Exercise objective:
Output each entry exactly; skip nothing.

Listed records:
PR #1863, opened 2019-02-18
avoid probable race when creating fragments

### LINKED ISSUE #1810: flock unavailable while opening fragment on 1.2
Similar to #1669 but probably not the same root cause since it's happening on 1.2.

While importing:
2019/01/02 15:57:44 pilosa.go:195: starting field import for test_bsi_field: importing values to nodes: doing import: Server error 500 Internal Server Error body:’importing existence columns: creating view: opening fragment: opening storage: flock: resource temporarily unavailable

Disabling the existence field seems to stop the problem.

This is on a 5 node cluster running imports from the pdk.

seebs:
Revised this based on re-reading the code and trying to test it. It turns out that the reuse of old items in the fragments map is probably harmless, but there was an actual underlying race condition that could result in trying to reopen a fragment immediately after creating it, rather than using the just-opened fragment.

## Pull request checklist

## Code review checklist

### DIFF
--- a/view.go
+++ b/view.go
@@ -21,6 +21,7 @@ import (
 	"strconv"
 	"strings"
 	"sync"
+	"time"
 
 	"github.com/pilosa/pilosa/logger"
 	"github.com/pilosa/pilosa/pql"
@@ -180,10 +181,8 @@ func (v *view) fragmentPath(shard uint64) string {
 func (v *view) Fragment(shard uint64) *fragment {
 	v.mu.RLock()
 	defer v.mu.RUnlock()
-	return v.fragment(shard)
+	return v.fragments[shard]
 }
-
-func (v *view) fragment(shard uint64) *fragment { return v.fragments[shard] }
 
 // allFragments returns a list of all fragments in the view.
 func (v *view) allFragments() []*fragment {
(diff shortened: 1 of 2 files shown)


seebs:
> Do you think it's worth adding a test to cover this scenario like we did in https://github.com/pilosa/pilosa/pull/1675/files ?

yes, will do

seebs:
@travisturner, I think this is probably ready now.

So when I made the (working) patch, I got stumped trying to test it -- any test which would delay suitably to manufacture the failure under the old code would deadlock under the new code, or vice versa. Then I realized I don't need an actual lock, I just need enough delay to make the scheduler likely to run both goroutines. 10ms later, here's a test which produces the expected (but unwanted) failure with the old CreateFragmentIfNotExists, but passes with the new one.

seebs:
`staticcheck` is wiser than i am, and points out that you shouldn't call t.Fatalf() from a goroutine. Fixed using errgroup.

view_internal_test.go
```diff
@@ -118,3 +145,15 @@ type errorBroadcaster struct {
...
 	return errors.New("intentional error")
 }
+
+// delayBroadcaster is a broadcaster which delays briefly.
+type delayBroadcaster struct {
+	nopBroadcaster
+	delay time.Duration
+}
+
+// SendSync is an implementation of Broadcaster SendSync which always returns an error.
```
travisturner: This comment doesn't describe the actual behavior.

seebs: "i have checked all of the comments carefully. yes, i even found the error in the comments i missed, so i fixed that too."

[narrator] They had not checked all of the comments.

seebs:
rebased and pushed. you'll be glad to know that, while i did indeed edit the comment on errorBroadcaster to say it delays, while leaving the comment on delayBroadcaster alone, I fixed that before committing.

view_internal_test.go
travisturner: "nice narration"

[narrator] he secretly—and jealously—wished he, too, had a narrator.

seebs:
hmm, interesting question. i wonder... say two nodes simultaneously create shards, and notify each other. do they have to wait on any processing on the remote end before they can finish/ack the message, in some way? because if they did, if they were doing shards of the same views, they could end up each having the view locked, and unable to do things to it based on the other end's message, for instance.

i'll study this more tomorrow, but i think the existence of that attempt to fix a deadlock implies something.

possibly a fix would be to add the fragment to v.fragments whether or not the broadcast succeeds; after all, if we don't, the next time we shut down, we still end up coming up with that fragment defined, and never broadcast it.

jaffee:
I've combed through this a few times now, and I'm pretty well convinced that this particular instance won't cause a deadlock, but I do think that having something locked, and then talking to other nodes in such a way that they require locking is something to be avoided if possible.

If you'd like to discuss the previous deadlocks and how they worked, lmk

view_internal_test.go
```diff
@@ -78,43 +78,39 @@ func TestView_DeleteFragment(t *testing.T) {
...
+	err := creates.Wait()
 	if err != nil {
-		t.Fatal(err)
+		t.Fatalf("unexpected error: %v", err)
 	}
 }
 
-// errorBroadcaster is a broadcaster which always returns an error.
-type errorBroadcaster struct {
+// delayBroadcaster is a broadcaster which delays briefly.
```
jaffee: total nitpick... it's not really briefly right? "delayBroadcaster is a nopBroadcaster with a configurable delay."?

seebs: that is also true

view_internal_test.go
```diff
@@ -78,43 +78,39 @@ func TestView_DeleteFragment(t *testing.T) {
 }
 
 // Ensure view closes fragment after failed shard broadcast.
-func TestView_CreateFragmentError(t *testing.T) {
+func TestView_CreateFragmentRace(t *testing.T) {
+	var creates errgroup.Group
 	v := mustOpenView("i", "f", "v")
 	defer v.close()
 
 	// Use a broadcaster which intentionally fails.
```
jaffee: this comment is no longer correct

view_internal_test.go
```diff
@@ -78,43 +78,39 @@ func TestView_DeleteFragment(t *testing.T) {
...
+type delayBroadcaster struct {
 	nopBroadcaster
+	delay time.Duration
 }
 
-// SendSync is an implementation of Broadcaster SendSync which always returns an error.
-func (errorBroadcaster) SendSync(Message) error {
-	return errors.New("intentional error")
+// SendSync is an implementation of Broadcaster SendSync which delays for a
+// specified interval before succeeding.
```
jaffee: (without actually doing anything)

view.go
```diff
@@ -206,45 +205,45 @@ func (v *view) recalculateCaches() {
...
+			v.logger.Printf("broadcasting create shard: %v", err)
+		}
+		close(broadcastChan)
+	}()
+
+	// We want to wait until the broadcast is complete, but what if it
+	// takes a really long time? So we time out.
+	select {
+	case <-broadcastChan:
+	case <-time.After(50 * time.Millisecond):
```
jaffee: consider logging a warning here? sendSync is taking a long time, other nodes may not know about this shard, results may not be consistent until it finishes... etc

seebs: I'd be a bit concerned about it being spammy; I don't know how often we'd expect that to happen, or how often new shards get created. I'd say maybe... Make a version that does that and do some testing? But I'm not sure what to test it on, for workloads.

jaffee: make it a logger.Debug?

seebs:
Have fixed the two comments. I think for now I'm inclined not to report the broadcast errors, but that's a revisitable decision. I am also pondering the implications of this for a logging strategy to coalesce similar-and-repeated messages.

Exercise solution:
PR #1863, opened 2019-02-18
avoid probable race when creating fragments

### LINKED ISSUE #1810: flock unavailable while opening fragment on 1.2
Similar to #1669 but probably not the same root cause since it's happening on 1.2.

While importing:
2019/01/02 15:57:44 pilosa.go:195: starting field import for test_bsi_field: importing values to nodes: doing import: Server error 500 Internal Server Error body:’importing existence columns: creating view: opening fragment: opening storage: flock: resource temporarily unavailable

Disabling the existence field seems to stop the problem.

This is on a 5 node cluster running imports from the pdk.

seebs:
Revised this based on re-reading the code and trying to test it. It turns out that the reuse of old items in the fragments map is probably harmless, but there was an actual underlying race condition that could result in trying to reopen a fragment immediately after creating it, rather than using the just-opened fragment.

## Pull request checklist

## Code review checklist

### DIFF
--- a/view.go
+++ b/view.go
@@ -21,6 +21,7 @@ import (
 	"strconv"
 	"strings"
 	"sync"
+	"time"
 
 	"github.com/pilosa/pilosa/logger"
 	"github.com/pilosa/pilosa/pql"
@@ -180,10 +181,8 @@ func (v *view) fragmentPath(shard uint64) string {
 func (v *view) Fragment(shard uint64) *fragment {
 	v.mu.RLock()
 	defer v.mu.RUnlock()
-	return v.fragment(shard)
+	return v.fragments[shard]
 }
-
-func (v *view) fragment(shard uint64) *fragment { return v.fragments[shard] }
 
 // allFragments returns a list of all fragments in the view.
 func (v *view) allFragments() []*fragment {
(diff shortened: 1 of 2 files shown)


seebs:
> Do you think it's worth adding a test to cover this scenario like we did in https://github.com/pilosa/pilosa/pull/1675/files ?

yes, will do

seebs:
@travisturner, I think this is probably ready now.

So when I made the (working) patch, I got stumped trying to test it -- any test which would delay suitably to manufacture the failure under the old code would deadlock under the new code, or vice versa. Then I realized I don't need an actual lock, I just need enough delay to make the scheduler likely to run both goroutines. 10ms later, here's a test which produces the expected (but unwanted) failure with the old CreateFragmentIfNotExists, but passes with the new one.

seebs:
`staticcheck` is wiser than i am, and points out that you shouldn't call t.Fatalf() from a goroutine. Fixed using errgroup.

view_internal_test.go
```diff
@@ -118,3 +145,15 @@ type errorBroadcaster struct {
...
 	return errors.New("intentional error")
 }
+
+// delayBroadcaster is a broadcaster which delays briefly.
+type delayBroadcaster struct {
+	nopBroadcaster
+	delay time.Duration
+}
+
+// SendSync is an implementation of Broadcaster SendSync which always returns an error.
```
travisturner: This comment doesn't describe the actual behavior.

seebs: "i have checked all of the comments carefully. yes, i even found the error in the comments i missed, so i fixed that too."

[narrator] They had not checked all of the comments.

seebs:
rebased and pushed. you'll be glad to know that, while i did indeed edit the comment on errorBroadcaster to say it delays, while leaving the comment on delayBroadcaster alone, I fixed that before committing.

view_internal_test.go
travisturner: "nice narration"

[narrator] he secretly—and jealously—wished he, too, had a narrator.

seebs:
hmm, interesting question. i wonder... say two nodes simultaneously create shards, and notify each other. do they have to wait on any processing on the remote end before they can finish/ack the message, in some way? because if they did, if they were doing shards of the same views, they could end up each having the view locked, and unable to do things to it based on the other end's message, for instance.

i'll study this more tomorrow, but i think the existence of that attempt to fix a deadlock implies something.

possibly a fix would be to add the fragment to v.fragments whether or not the broadcast succeeds; after all, if we don't, the next time we shut down, we still end up coming up with that fragment defined, and never broadcast it.

jaffee:
I've combed through this a few times now, and I'm pretty well convinced that this particular instance won't cause a deadlock, but I do think that having something locked, and then talking to other nodes in such a way that they require locking is something to be avoided if possible.

If you'd like to discuss the previous deadlocks and how they worked, lmk

view_internal_test.go
```diff
@@ -78,43 +78,39 @@ func TestView_DeleteFragment(t *testing.T) {
...
+	err := creates.Wait()
 	if err != nil {
-		t.Fatal(err)
+		t.Fatalf("unexpected error: %v", err)
 	}
 }
 
-// errorBroadcaster is a broadcaster which always returns an error.
-type errorBroadcaster struct {
+// delayBroadcaster is a broadcaster which delays briefly.
```
jaffee: total nitpick... it's not really briefly right? "delayBroadcaster is a nopBroadcaster with a configurable delay."?

seebs: that is also true

view_internal_test.go
```diff
@@ -78,43 +78,39 @@ func TestView_DeleteFragment(t *testing.T) {
 }
 
 // Ensure view closes fragment after failed shard broadcast.
-func TestView_CreateFragmentError(t *testing.T) {
+func TestView_CreateFragmentRace(t *testing.T) {
+	var creates errgroup.Group
 	v := mustOpenView("i", "f", "v")
 	defer v.close()
 
 	// Use a broadcaster which intentionally fails.
```
jaffee: this comment is no longer correct

view_internal_test.go
```diff
@@ -78,43 +78,39 @@ func TestView_DeleteFragment(t *testing.T) {
...
+type delayBroadcaster struct {
 	nopBroadcaster
+	delay time.Duration
 }
 
-// SendSync is an implementation of Broadcaster SendSync which always returns an error.
-func (errorBroadcaster) SendSync(Message) error {
-	return errors.New("intentional error")
+// SendSync is an implementation of Broadcaster SendSync which delays for a
+// specified interval before succeeding.
```
jaffee: (without actually doing anything)

view.go
```diff
@@ -206,45 +205,45 @@ func (v *view) recalculateCaches() {
...
+			v.logger.Printf("broadcasting create shard: %v", err)
+		}
+		close(broadcastChan)
+	}()
+
+	// We want to wait until the broadcast is complete, but what if it
+	// takes a really long time? So we time out.
+	select {
+	case <-broadcastChan:
+	case <-time.After(50 * time.Millisecond):
```
jaffee: consider logging a warning here? sendSync is taking a long time, other nodes may not know about this shard, results may not be consistent until it finishes... etc

seebs: I'd be a bit concerned about it being spammy; I don't know how often we'd expect that to happen, or how often new shards get created. I'd say maybe... Make a version that does that and do some testing? But I'm not sure what to test it on, for workloads.

jaffee: make it a logger.Debug?

seebs:
Have fixed the two comments. I think for now I'm inclined not to report the broadcast errors, but that's a revisitable decision. I am also pondering the implications of this for a logging strategy to coalesce similar-and-repeated messages.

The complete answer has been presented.